(Given records)

PR #79, opened 2016-08-15
Switch message transport from websockets to stdin/stdout.

int19h:
(for remoting - corresponding RTVS PR coming shortly)


src/main.cpp
```diff
@@ -214,6 +183,7 @@ namespace rhost {
 }
 
 int main(int argc, char** argv) {
+    //MessageBox(0, 0, 0, 0);
```
AlexanderSher: ?

int19h: Debug helper :) I'll get rid of it.

src/transport.cpp
```diff
@@ -0,0 +1,138 @@
...
+        void send_message(const message& msg) {
+            assert(output);
+
+            log_message("<==", msg.id(), msg.request_id(), msg.name(), msg.json_text(), msg.blob());
+
+            auto& payload = msg.payload();
+            boost::endian::little_uint32_buf_t msg_size(static_cast<uint32_t>(payload.size()));
+
+            std::lock_guard<std::mutex> lock(output_lock);
+            if (fwrite(&msg_size, sizeof msg_size, 1, output) == 1) {
```
AlexanderSher: What does `== 1` mean?

int19h: `fwrite` and `fread` return the number of elements read or written. In this case we're writing 1 element (3rd argument here) of size `sizeof msg_size` (2nd argument); so if write succeeded, the return value will be 1, and if it failed or partially succeeded, it'll be 0.

AlexanderSher:
:shipit:

karthiknadig:
:shipit:

PR #80, opened 2016-08-16
Fixes a crash in R-Host when running infinite recursive functions.

karthiknadig:
Fixes https://github.com/Microsoft/RTVS/issues/1973


int19h:
:+1:

PR #83, opened 2016-08-24
Support for multiple ide devices.

huguesv:
Add message for device creation to initialize new ide devices with the correct resolution, so that the first plot command on a new device renders to the exact size of the plot window, instead of rendering to default size and then having to resize immediately.
Add message for device destruction so that IDE can track lifetime of devices.
Add more info to the plot message, to identify the device it comes from as well as a unique plot id.
Add ability to remove any plot, not just the 'current'.
Add ability to copy a plot from a device to another.

### DIFF
--- a/src/grdeviceside.cpp
+++ b/src/grdeviceside.cpp
@@ -37,8 +37,10 @@ namespace rhost {
             class plot {
             public:
                 plot(pDevDesc dd);
+                plot(pDevDesc dd, plot* source_plot);
                 virtual ~plot();
 
+                boost::uuids::uuid get_id() const;
                 void set_pending_render();
                 bool has_pending_render() const;
                 bool pending_render_timeout_elapsed() const;
@@ -68,13 +70,15 @@ namespace rhost {
                 plot_history(pDevDesc dd);
 
                 plot* get_active() const;
+                plot* get_plot(const boost::uuids::uuid& plot_id);
+                bool select(const boost::uuids::uuid& plot_id);
                 void move_next();
                 void move_previous();
 
                 void new_page();
                 void append(std::unique_ptr<plot> plot);
                 void clear();
-                void remove_active();
+                void remove(const boost::uuids::uuid& plot_id);
 
                 void resize(double width, double height, double resolution);
                 void render_from_snapshot();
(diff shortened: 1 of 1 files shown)


src/grdeviceside.cpp
```diff
@@ -198,6 +206,13 @@ namespace rhost {
                 _has_pending_render(false) {
             }
 
+            plot::plot(pDevDesc dd, plot* source_plot) :
```
int19h: It looks like it's could be unified with the ctor above, with `source_plot` defaulting to `nullptr`.

src/grdeviceside.cpp
```diff
@@ -323,6 +342,30 @@ namespace rhost {
                 return (*_active_plot).get();
             }
 
+            plot* plot_history::get_plot(const boost::uuids::uuid& plot_id) {
+                for (auto it = _plots.begin(); it != _plots.end(); ++it) {
```
int19h: `for (auto&& plot : _plots)`

src/grdeviceside.cpp
```diff
@@ -323,6 +342,30 @@ namespace rhost {
...
+                }
+                return nullptr;
+            }
+
+            bool plot_history::select(const boost::uuids::uuid& plot_id) {
+                if (_active_plot != _plots.end() && (*_active_plot)->get_id() == plot_id) {
+                    return false;
+                }
+
+                for (auto it = _plots.begin(); it != _plots.end(); ++it) {
```
int19h: This looks like `std::find_if`.

src/grdeviceside.cpp
```diff
@@ -854,9 +982,30 @@ namespace rhost {
...
             static void process_pending_render(bool immediately) {
-                if (device_instance != nullptr) {
-                    device_instance->render_request(immediately);
+                for (auto dev : devices) {
+                    dev->render_request(immediately);
+                }
+            }
+
+            static ide_device* find_device_by_num(int device_num) {
+                for (auto dev : devices) {
```
int19h: Also looks like `find_if` would be appropriate here.

src/grdeviceside.cpp
```diff
@@ -870,94 +1019,267 @@ namespace rhost {
...
+                args = CDR(args);
+                SEXP param3 = CAR(args);
+
+                auto source_device_id = boost::lexical_cast<boost::uuids::uuid>(R_CHAR(STRING_ELT(param1, 0)));
+                auto source_plot_id = boost::lexical_cast<boost::uuids::uuid>(R_CHAR(STRING_ELT(param2, 0)));
+                auto target_device_id = boost::lexical_cast<boost::uuids::uuid>(R_CHAR(STRING_ELT(param3, 0)));
+
+                return rhost::util::exceptions_to_errors([&] {
+                    auto source_dev = find_device_by_id(source_device_id);
+                    if (source_dev != nullptr) {
```
int19h: The flow here is easier to follow if the nested `if`'s are unrolled, i.e.:
```c++
auto source_dev = ...;
if (source_dev == nullptr) { throw ... }
auto target_dev = ...;
if (source_dev == nullptr) { throw ... }
...
```

int19h:
:+1:

src/grdeviceside.cpp
huguesv: The thing is I need an iterator, because `_active_plot` that I want to set is an interator. 

`for (auto&& plot : _plots)` gets me a reference to a `unique_ptr`.

huguesv: I changed to use `find_if` in both `get_plot` and `select`.

int19h:
:+1:

PR #84, opened 2016-08-26
Fix #2290

int19h:
Fix https://github.com/Microsoft/RTVS/issues/2209
(Cannot decrease memory limit when running remote)

Do not try to change the memory limit if the computed limit is lower than the current value.


huguesv:
👍

PR #86, opened 2016-09-13
Set enable dpi awareness in manifest so that plots in the windows dev…

huguesv:
…ice aren't blurry.

https://github.com/Microsoft/RTVS/issues/2018


int19h:
:+1:, but let's keep an eye on anything breaking because of this (off the top of my head, someone might be trying to do something with Tk - although that, being very cross-plat, should be well-equipped to handle DPI differences).

PR #87, opened 2016-09-13
Fix 140/141 toolset

MikhailArkhipov:
Fix references to zlib (workaround until 15.0 targets arrive)


src/Microsoft.R.Host.vcxproj
```diff
@@ -1,5 +1,5 @@
 ﻿<?xml version="1.0" encoding="utf-8"?>
-<Project DefaultTargets="Build" ToolsVersion="14.0" xmlns="http://schemas.microsoft.com/developer/msbuild/2003">
+<Project DefaultTargets="Build" ToolsVersion="15.0" xmlns="http://schemas.microsoft.com/developer/msbuild/2003">
```
MikhailArkhipov: Whoops, need to udo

(End Given records)

### Required work
Report all lines above with "msbuild".

### Response
-<Project DefaultTargets="Build" ToolsVersion="14.0" xmlns="http://schemas.microsoft.com/developer/msbuild/2003">
+<Project DefaultTargets="Build" ToolsVersion="15.0" xmlns="http://schemas.microsoft.com/developer/msbuild/2003">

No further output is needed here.